SOURCE DATA

*** Begin section ***

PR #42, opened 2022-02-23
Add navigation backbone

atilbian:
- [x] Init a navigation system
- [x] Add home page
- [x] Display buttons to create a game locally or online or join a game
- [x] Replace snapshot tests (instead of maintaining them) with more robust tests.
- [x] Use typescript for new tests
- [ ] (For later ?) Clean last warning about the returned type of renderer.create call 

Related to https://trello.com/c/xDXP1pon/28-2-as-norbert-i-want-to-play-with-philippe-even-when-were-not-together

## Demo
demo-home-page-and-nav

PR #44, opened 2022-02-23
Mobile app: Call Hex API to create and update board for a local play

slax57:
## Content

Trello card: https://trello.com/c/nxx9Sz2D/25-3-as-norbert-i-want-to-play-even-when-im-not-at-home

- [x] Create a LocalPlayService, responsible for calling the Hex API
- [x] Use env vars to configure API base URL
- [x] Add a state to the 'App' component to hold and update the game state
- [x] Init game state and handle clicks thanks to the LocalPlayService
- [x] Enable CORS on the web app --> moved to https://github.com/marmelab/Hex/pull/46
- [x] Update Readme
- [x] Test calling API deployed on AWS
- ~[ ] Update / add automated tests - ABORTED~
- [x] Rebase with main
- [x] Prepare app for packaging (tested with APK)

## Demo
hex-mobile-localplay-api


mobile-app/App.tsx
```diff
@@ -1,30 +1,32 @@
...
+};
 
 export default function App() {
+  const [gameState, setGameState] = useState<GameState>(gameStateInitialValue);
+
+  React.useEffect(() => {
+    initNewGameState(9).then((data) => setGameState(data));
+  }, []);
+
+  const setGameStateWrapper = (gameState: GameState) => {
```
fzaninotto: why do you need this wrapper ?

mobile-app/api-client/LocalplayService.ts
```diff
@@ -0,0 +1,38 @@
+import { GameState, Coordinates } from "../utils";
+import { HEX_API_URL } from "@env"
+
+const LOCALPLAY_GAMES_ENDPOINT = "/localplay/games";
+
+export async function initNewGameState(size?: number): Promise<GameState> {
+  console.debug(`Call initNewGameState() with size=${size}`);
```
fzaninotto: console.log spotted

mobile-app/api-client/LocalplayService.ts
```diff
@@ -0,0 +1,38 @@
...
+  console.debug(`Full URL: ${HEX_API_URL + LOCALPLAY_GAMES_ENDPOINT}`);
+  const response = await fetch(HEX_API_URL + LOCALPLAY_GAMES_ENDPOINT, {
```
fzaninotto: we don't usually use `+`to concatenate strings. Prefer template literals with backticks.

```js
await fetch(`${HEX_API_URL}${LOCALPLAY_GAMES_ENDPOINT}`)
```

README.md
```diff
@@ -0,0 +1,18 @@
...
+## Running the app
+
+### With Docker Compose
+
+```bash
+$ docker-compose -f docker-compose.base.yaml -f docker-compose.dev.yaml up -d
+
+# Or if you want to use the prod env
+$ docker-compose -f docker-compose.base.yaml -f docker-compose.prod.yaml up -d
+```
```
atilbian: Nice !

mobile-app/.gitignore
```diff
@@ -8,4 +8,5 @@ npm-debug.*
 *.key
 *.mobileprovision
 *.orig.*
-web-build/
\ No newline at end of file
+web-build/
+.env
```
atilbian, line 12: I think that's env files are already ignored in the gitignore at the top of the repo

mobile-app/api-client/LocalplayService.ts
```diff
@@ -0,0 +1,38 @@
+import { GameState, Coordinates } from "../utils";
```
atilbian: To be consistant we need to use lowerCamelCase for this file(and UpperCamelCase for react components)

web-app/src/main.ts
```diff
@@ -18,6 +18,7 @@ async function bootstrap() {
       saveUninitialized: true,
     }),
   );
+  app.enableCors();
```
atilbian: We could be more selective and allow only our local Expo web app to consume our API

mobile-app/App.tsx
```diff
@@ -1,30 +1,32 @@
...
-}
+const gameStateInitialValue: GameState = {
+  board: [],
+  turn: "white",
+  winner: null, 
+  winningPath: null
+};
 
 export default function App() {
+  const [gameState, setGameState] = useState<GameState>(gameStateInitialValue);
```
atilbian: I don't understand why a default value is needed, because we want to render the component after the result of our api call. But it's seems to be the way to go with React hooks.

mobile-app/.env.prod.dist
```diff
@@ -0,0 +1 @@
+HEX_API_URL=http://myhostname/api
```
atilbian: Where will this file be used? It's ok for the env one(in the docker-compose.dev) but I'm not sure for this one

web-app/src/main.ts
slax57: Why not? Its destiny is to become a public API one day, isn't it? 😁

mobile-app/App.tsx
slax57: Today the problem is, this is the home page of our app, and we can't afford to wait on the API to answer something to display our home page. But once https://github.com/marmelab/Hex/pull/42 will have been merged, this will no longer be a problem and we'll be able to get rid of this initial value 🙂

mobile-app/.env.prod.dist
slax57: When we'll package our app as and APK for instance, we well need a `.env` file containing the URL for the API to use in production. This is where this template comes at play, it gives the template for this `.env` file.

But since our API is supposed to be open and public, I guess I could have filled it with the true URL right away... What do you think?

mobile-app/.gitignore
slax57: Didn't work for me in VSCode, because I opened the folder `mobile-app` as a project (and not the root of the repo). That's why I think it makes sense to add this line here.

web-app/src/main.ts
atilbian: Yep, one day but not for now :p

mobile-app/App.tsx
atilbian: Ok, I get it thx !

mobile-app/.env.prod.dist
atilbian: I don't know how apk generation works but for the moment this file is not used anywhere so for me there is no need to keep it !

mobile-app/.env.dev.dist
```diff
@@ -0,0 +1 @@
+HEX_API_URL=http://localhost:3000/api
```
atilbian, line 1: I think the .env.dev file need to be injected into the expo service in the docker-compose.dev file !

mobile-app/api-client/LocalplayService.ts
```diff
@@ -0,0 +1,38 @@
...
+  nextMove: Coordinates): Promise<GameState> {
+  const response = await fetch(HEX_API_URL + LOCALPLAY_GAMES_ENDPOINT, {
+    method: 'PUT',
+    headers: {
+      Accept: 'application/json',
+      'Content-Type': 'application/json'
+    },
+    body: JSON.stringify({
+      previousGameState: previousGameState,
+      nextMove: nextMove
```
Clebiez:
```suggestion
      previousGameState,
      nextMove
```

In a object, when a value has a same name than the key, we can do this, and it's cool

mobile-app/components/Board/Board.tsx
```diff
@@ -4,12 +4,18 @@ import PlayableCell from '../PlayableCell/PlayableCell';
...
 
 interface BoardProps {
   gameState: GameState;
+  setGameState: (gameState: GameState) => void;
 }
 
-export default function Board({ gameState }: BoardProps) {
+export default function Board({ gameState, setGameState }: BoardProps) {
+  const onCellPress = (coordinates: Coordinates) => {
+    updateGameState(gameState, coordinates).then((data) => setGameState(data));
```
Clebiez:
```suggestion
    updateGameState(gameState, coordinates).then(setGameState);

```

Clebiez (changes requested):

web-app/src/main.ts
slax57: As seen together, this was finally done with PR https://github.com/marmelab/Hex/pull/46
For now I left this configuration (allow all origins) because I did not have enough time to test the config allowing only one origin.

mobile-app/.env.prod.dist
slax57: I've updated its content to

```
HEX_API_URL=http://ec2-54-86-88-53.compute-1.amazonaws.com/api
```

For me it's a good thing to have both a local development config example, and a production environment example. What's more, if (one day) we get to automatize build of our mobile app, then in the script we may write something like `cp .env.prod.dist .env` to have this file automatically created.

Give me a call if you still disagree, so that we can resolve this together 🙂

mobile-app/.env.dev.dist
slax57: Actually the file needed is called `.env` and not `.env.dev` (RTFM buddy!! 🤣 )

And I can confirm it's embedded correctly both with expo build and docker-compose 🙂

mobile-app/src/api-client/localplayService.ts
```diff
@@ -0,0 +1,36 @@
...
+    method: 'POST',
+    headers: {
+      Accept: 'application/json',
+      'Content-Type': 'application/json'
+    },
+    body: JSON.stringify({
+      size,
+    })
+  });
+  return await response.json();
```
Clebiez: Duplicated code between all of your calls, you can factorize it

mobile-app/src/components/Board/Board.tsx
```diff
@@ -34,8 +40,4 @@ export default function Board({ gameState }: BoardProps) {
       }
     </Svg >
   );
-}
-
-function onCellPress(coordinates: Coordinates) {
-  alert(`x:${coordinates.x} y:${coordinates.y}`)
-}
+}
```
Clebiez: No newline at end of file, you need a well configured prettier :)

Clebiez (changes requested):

*** End section ***
*** Begin section ***

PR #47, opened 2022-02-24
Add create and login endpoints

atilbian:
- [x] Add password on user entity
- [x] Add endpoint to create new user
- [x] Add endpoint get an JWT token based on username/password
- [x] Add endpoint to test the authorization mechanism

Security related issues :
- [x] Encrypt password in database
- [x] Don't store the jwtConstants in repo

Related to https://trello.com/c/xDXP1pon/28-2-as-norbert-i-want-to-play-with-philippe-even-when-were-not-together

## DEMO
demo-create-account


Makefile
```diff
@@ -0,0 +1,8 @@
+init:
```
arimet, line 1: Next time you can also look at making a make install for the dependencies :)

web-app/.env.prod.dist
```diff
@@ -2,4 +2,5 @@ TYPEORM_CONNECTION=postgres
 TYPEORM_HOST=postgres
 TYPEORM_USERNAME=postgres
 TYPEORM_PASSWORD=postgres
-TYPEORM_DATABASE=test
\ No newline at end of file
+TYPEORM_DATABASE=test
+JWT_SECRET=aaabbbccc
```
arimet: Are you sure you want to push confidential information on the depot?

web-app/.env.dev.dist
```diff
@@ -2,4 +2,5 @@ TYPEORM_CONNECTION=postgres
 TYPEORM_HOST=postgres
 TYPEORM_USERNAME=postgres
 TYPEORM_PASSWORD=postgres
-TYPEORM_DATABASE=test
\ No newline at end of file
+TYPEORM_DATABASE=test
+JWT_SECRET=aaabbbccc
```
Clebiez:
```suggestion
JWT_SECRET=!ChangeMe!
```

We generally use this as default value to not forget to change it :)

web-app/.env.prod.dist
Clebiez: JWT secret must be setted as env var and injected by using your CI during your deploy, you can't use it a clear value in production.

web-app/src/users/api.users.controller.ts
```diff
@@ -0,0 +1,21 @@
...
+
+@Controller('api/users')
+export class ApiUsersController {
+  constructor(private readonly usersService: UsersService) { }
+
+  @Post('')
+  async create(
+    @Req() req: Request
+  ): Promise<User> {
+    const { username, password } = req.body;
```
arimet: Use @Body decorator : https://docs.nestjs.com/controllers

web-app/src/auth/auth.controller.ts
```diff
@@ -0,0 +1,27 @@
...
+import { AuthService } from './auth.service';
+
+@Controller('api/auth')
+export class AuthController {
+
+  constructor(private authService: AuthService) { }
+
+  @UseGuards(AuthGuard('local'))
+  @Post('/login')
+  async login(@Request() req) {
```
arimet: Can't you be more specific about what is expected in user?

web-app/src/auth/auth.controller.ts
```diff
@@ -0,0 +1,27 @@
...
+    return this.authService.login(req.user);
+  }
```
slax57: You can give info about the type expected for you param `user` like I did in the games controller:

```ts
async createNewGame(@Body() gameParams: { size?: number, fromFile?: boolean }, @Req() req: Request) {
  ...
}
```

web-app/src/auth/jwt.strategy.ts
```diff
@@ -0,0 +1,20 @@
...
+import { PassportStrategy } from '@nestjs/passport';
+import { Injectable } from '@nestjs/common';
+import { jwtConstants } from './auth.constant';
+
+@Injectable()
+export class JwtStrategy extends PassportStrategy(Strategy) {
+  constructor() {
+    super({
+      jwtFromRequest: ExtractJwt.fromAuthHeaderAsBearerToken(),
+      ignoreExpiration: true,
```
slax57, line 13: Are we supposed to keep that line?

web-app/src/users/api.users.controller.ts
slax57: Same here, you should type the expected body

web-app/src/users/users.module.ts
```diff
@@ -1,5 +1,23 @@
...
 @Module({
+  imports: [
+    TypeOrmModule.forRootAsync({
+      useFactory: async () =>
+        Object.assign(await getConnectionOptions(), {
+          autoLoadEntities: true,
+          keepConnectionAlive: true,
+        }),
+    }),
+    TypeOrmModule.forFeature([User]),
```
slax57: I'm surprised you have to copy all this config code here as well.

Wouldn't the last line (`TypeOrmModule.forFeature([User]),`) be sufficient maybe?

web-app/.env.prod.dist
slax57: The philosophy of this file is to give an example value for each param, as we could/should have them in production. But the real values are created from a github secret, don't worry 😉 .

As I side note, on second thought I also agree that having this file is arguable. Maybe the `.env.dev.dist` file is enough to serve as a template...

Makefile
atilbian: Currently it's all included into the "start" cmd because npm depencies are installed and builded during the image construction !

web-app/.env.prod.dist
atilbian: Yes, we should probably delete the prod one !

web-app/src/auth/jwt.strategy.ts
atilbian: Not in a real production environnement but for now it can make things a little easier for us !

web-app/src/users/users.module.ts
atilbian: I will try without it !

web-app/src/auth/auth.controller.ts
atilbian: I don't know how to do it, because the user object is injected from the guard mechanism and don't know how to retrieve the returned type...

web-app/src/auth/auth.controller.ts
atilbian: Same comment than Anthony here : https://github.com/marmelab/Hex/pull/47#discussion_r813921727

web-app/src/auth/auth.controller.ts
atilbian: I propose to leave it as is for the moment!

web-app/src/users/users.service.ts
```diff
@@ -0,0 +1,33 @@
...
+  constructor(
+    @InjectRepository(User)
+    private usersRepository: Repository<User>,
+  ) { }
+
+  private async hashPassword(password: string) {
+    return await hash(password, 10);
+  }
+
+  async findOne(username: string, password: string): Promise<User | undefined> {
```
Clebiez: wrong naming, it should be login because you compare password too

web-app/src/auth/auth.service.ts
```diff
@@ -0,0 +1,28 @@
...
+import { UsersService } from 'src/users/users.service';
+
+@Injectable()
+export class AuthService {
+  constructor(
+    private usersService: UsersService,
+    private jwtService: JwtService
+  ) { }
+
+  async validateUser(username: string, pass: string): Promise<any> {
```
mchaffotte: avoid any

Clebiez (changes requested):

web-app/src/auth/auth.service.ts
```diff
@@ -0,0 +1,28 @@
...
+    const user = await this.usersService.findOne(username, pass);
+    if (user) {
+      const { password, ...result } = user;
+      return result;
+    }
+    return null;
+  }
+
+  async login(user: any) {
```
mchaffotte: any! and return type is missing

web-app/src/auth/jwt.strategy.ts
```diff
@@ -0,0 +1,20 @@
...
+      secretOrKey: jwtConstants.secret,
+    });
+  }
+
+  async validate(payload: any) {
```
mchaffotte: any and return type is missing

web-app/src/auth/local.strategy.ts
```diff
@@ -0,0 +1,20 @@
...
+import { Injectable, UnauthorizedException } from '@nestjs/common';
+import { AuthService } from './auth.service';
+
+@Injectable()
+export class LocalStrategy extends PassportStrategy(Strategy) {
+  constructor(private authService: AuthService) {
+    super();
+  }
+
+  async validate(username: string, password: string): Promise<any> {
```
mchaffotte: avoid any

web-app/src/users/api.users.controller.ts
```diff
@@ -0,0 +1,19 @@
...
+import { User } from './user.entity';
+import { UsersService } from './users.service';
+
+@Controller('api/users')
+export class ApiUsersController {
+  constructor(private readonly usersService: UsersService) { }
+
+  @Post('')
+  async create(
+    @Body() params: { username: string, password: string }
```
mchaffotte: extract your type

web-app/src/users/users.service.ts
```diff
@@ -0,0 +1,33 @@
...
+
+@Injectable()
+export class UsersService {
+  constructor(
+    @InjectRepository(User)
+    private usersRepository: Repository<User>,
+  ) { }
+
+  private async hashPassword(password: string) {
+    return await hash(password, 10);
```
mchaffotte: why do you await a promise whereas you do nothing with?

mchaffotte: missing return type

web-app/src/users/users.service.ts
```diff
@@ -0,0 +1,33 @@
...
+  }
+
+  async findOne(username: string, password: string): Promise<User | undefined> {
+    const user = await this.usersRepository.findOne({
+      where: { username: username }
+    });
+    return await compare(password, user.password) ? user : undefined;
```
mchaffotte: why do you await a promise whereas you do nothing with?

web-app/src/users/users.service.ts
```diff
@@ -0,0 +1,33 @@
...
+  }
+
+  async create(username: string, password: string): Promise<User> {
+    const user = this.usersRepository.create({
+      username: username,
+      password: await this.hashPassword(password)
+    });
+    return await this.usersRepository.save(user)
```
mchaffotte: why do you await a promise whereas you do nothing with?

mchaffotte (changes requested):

*** End section ***

TASK TO CARRY OUT
From the entries above, copy every line that holds the word "usersRepository".

RESULT FOR THIS EXERCISE
+    private usersRepository: Repository<User>,
+    private usersRepository: Repository<User>,
+    const user = await this.usersRepository.findOne({
+    const user = this.usersRepository.create({
+    return await this.usersRepository.save(user)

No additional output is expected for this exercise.